President De la Madrid ordered Finance Minister Jesus Silva Herzog to contact finance agencies abroad, including the International Monetary Fund and the International Development Bank, to find financing.

Mexico’s foreign debt already is a staggering $96 million, and falling prices for oil, Mexico’s principal export, have made it even more difficult for the government to devise programs to repay the debt.

As yet, there has been no official estimate of damage caused by the quake, but no one doubts that it will run into the hundreds of millions of dollars. One insurance company, Nacional Provincial, has received 600 claims for damage estimated to total $37.5 million.

Help From Abroad

Emergency help continued to pour in from the international community. More than 50 flights, carrying about 2,000 tons of medicine, equipment, vehicles and other supplies, had arrived as of Tuesday.

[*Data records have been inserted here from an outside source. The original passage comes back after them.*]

PR #2331, opened 2018-01-07
Making sure none of the interactive shell code is executed if sshd is not configured

shamsasari:


shamsasari:
The local shell is not run if in dev mode or if the no-local-shell flag is provided.

node/src/main/kotlin/net/corda/node/internal/AbstractNode.kt
```diff
@@ -280,8 +281,10 @@ abstract class AbstractNode(val configuration: NodeConfiguration,
      */
     protected abstract fun getRxIoScheduler(): Scheduler
 
-    open fun startShell(rpcOps: CordaRPCOps) {
-        InteractiveShell.startShell(configuration, rpcOps, securityManager, _services.identityService, _services.database)
+    private fun startShell(rpcOps: CordaRPCOps) {
+        if (configuration.sshd != null) {
+            InteractiveShell.startShell(configuration, rpcOps, securityManager, _services.identityService, _services.database)
```
m4ksio: This method needs to be called if local shell is being run - which may happen regardless of SSHD configuration.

In New York, the 159-nation U.N. General Assembly interrupted its work to unanimously adopt a call on all states to contribute generously to Mexico’s relief and reconstruction effort. Foreign Minister Bernardo Sepulveda, attending the session, thanked the assembly for its action.

In Geneva, the League of Red Cross Societies reported that 20 Western nations have so far contributed nearly $2.6 million in cash and supplies to the Red Cross for Mexican quake victims.